Confronting the Pressure to Be 'Wonder Woman' as a Woman With a Disability


I am so very sick of Wonder Woman. Nope, not the Amazonian super hero coming to a theater near you. I am sick of the Wonder Woman I feel like I am supposed to be, to be a “worthwhile” sick person.

Is there any better click bait than a headline with this formula: normal to unexceptional person — disaster strikes — dark night of the soul — now better than they have ever been. They are so grateful for said disaster because (now close in tight on the stark photo of soft smile and bright watery eyes) they are ever so much better. They now know how strong (insert faith, mind, spirit, friends here) are. End scene, turn off the lights.

That is one very compelling narrative. I can’t help it. I click. I cry. I feel. I read. It is, after all, what almost all of our most cherished myths, fairy tales, and stories are based on. Who doesn’t love a feel-good story that reminds them that everything happens for a reason? That it’s not over until everything is OK, better than OK, it is inspiring and amazing. If you keep going you, too, can be Wonder Woman.

I will click every time trying to sift out my own experiences to see where I could be better, do better, and have that ending. These stories elicited such an outpouring of support and praise for the hero, the inspiring one, that I think it can make any other narrative or experience seem dangerous and isolating.

Sensing an element of bitterness here? Sure, absolutely. I can also do inspiring. I have had my own story. Sick from childhood. Got a bit better and ran a successful photography studio until the skies darkened and my disorder forced me to close my business and go on disability. Limping gave way to a cane which gave way to a wheelchair.

Whatever could an Amazonian superhero do? I didn’t really cry or grieve. I was too busy trying to figure out the next amazing super inspiring thing I would do. Something that would give meaning to having the body of what felt like an 80-year-old just this side of 40. So what is wrong with that? What is wrong with inspiring?

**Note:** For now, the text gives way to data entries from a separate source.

PR #12300, opened 2026-08-18
Upgrade Kotlin and Okio dependencies

tvallin:
### Description

- Upgrade Kotlin dependency to 2.3.21 version
- Upgrade Okio dependency to 3.18.1 version

### DIFF
--- a/dependencies/pom.xml
+++ b/dependencies/pom.xml
@@ -106,7 +106,9 @@
         <version.lib.junit>5.12.2</version.lib.junit>
         <version.lib.kafka>3.9.2</version.lib.kafka>
         <!-- Kotlin: dependency convergence requirement, we never use this directly -->
-        <version.lib.kotlin>1.9.10</version.lib.kotlin>
+        <version.lib.kotlin>2.3.21</version.lib.kotlin>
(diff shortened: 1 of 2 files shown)


dependencies/pom.xml
```diff
@@ -981,11 +981,6 @@
...
                 <version>${version.lib.kotlin}</version>
             </dependency>
-            <dependency>
-                <groupId>org.jetbrains.kotlin</groupId>
-                <artifactId>kotlin-stdlib-common</artifactId>
-                <version>${version.lib.kotlin}</version>
-            </dependency>
             <dependency>
                 <groupId>org.jetbrains.kotlin</groupId>
                 <artifactId>kotlin-stdlib-jdk8</artifactId>
```
tomas-langer, line 987: This removes `org.jetbrains.kotlin:kotlin-stdlib-common` from the published `helidon-dependencies` management set. A 4.x application or downstream BOM that imports `io.helidon:helidon-dependencies` and declares this coordinate without a version will now fail Maven model validation, while transitive users lose Helidon’s Kotlin-family convergence. This is therefore a user-facing 4.x compatibility break caused by this PR, not merely a dependency version upgrade.

tvallin:
We are going to upgrade kotlin to 2.4.20 directly in September.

Nothing, if it is honest. I don’t think I was. I was afraid of losing the few friends who stayed. I did not want to tire them out with anything resembling sad. I wanted to be inspiring. I did not want anyone to feel sorry for me. I wanted to be better than before and have something to point to. This. If I did not get so sick I would never have been able to give the world this.

Why this honesty now? Now that Wonder Woman is here to inspire us and show everyone power and grace? I realized as I thought about what Wonder Woman means to me and what a female superhero means that I was far from where I need to be because I had not taken some time to say goodbye to a life’s work that I deeply enjoyed.

So now do I find my next super inspiring 15th act? Trust family and friends to stay and watch? I’m not sure, but I think in the disability community there should be an understanding of how much pressure we put on ourselves and is put on us to be “inspiring” or to be Wonder Woman.